Muchas veces, de lo que se trata al ejercer de juez anónimo de un artículo es simplemente de ejercer el poder para, por ejemplo, impedir el ascenso de un imaginario competidor, pasando por encima de la calidad y de la novedad de la investigación. Otro hecho relevante en la actualidad es que, en muchos casos, lo importante no es el contenido de la «carta», sino el nombre del «cartero». De ahí que sea moneda de uso corriente entre científicos decir «he publicado en tal o cual revista» sin comentar el contenido del trabajo.
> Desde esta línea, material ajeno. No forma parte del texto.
PR #2157, opened 2026-07-24
fix(extract): resolve bash calls into sourced-file functions (#2141)

### LINKED ISSUE #2141: Bash: calls to functions defined in a sourced file never get call edges
## Summary

When a Bash script calls a function that's defined in a **sourced** file, graphify never records the call edge. The function definitions and the source/import edge are all indexed fine, but the caller shows zero outgoing calls to the sourced function — so shell scripts look disconnected from the libraries they use.

This is separate from #2079. #2079 is about the *source* edge (`source "${VAR}/lib.sh"` pointing at nothing). This one is about the *call* edge, and it happens even with a plain `source ./lib.sh` where the source edge resolves fine.

## Reproduction (mainline v8)

`b.sh`
```bash
#!/usr/bin/env bash
b_func() { echo ok; }
```

`a.sh`
```bash
#!/usr/bin/env bash
source ./b.sh
main() { b_func; }
```

```
graphify .
```

In `graph.json`:

- `imports_from: a.sh -> b.sh` ✅ (source edge resolves)
- `calls: []` ❌ (expected `main -> b_func`)

`b_func` has no incoming call edge, so `graphify path main b_func` and `graphify callers b_func` come up empty even though both functions are indexed.

## Root cause

- `extract_bash` (`graphify/extractors/bash.py`) only records a call edge when the callee is defined in the **same** file (`name in defined_functions`). A call to a function from a sourced file is silently dropped, and the extractor returns just `{"nodes", "edges"}` — it never emits the `raw_calls` / `bash_sources` that other languages use for cross-file resolution.
- There's already a resolver for exactly this — `resolve_bash_source_edges` (`graphify/symbol_resolution.py:404`), with unit tests — but it has no call site anywhere in `graphify/`. It's defined and tested but not wired into the extract pipeline, and it has no `raw_calls` / `bash_sources` to work from anyway.

## Suggested fix

Have `extract_bash` emit `raw_calls` for calls whose callee isn't defined in the current file (plus `bash_sources` for the source edges), then run them through `resolve_bash_source_edges` in the pipeline so cross-file calls to sourced functions become real `calls` edges.

## Acceptance

- [ ] `main -> b_func` call edge exists for the repro above.
- [ ] Works for both `source ./b.sh` and the `dirname "${BASH_SOURCE[0]}"` / `${VAR}` idiom (the source-edge half is #2079).
- [ ] `graphify callers b_func` and `graphify path main b_func` resolve.
- [ ] A call to a genuinely undefined/external command still produces no edge.

## Prior art

Aziron's atlas hit the same thing and split it into these two exact halves — source resolution and the intra-function call — in aziron-ai/atlas#13, which also references #2079.

**Environment:** graphify 0.9.25 (v8), macOS arm64.

HerenderKumar:
Closes #2141.

## Problem

`extract_bash` only records a call edge when the callee is defined in the **same** file (`name in defined_functions`). A call to a function from a `source`d file is silently dropped, so shell scripts look disconnected from the libraries they use — `graphify callers b_func` and `graphify path main b_func` both come up empty even though both functions are indexed.

The resolver for exactly this — `resolve_bash_source_edges` (`graphify/symbol_resolution.py`) — already exists with unit tests, but had **no call site** anywhere in `graphify/`, and no `raw_calls` / `bash_sources` to work from.

## Fix

- **`extractors/bash.py`** now emits the two buckets cross-file resolution needs:
  - `bash_sources` — the files this script `source`s (gated on existence, like the existing `imports_from` edge, so crafted traversal paths never enter the resolver's data).
  - `raw_calls` — calls whose callee isn't defined locally (candidate calls into a sourced library), stamped `language: "bash"`.
- **`extract.py`** runs `resolve_bash_source_edges` after the id-remap passes (so caller/function node ids are final) and de-dupes the source edge the extractor already emitted via `existing_edges`.
- Bash `raw_calls` are **excluded from the generic global-name resolver**. That resolver matches by name across the whole corpus and would emit an INFERRED phantom edge from a bash call to any same-named function in an *unsourced* file — including calls to external commands that merely share a name with some function elsewhere. Resolution is therefore scoped strictly to the `source` relationship.

## Acceptance

- [x] `main -> b_func` call edge exists for the issue's repro.
- [x] `graphify callers b_func` / `graphify path main b_func` resolve (the `calls` edge now exists).
- [x] A call to a genuinely undefined/external command still produces no edge — verified even when a same-named function exists in an *unsourced* file.
- [~] `source ./b.sh` is fully handled. The `dirname "${BASH_SOURCE[0]}"` / `${VAR}` idiom is the source-edge half tracked by #2079 (PR #2139); once that source edge resolves, the call half composes by having that branch also record a `bash_sources` entry.

## Testing

Four tests added in `tests/test_extract.py` (unit: extractor emits `raw_calls`/`bash_sources`; integration: the call edge resolves end-to-end; guards: no duplicate source edge, and an external/unsourced same-named command stays unlinked). Red-green verified (the two core tests fail without the production change). Full suite: 3383 passed, with only pre-existing missing-dependency failures unrelated to this change. Also confirmed resolution survives the incremental-cache path.

### DIFF
--- a/graphify/extract.py
+++ b/graphify/extract.py
@@ -133,6 +133,8 @@ from graphify.extractors.resolution import (  # noqa: E402,F401
     _workspace_globs,
 )
 
+from graphify.symbol_resolution import resolve_bash_source_edges  # noqa: E402
+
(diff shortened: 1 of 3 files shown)


safishamsi:
Thanks @HerenderKumar. Shipped in v0.9.26 (cherry-picked to v8 as bdcae25 to keep your authorship). Closed-unmerged here, but it is in the release: https://github.com/Graphify-Labs/graphify/releases/tag/v0.9.26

Un hecho difícil de entender para los que están fuera del sistema es que la publicación de un trabajo científico es consecuencia, en muchos casos, de tener buena suerte. Los actores que determinan el sí o el no de la publicación no son más de tres o cuatro personas: los llamados revisores (referees en inglés), que actúan en el anonimato y con secretismo, y los editores de las revistas. Si estas personas son buenos científicos y además honrados, te ha tocado la lotería y tu trabajo será bien leído y mejor juzgado. Pero la realidad es que, con la inflación de trabajos científicos y el reparto de regalías, hay una gran probabilidad de que la publicación dependa más de otros factores. Entonces puede pasar de todo: por ejemplo, que un mal trabajo se publique, o que un buen trabajo no se publique, o que se haga con un año de retraso, o que su publicación sirva únicamente para propagar la endogamia temática, o que las presiones del sistema hagan entrar la falsificación en el escenario. Llegar al equilibrio entre el contenido de las publicaciones y el renombre de la revista en el análisis crítico es el punto importante. Por eso, si nos fijamos únicamente en el nombre de las publicaciones, a la postre son los editores de las revistas los únicos responsables, sin quererlo, de la selección de los profesores universitarios españoles.
Lo que muchos no atinan a ver –o quizá es simplemente que miran para otro lado– es que, a la larga, el desarrollo y el progreso científico dependen poco del nombre del «cartero». En otras palabras, solamente aquellos trabajos que llevan el germen del cambio y de lo nuevo son los que quedan, y además son los responsables del lento, pero continuo –al menos hasta ahora– caminar de la ciencia. Y esto ocurre independientemente de la revista en la que se publiquen. De hecho, y curiosamente, es la promoción de los científicos la única que está totalmente determinada por el «cartero».
El debate sobre el futuro de las publicaciones científicas sigue abierto, y continuamente se discute sobre nuevas formas de publicar ciencia y acertar a la hora de seleccionar la excelencia científica. Eso sí, creo que todavía hay una gran mayoría de científicos que piensan que la ciencia se merece mucho más y algunas revistas bastante menos.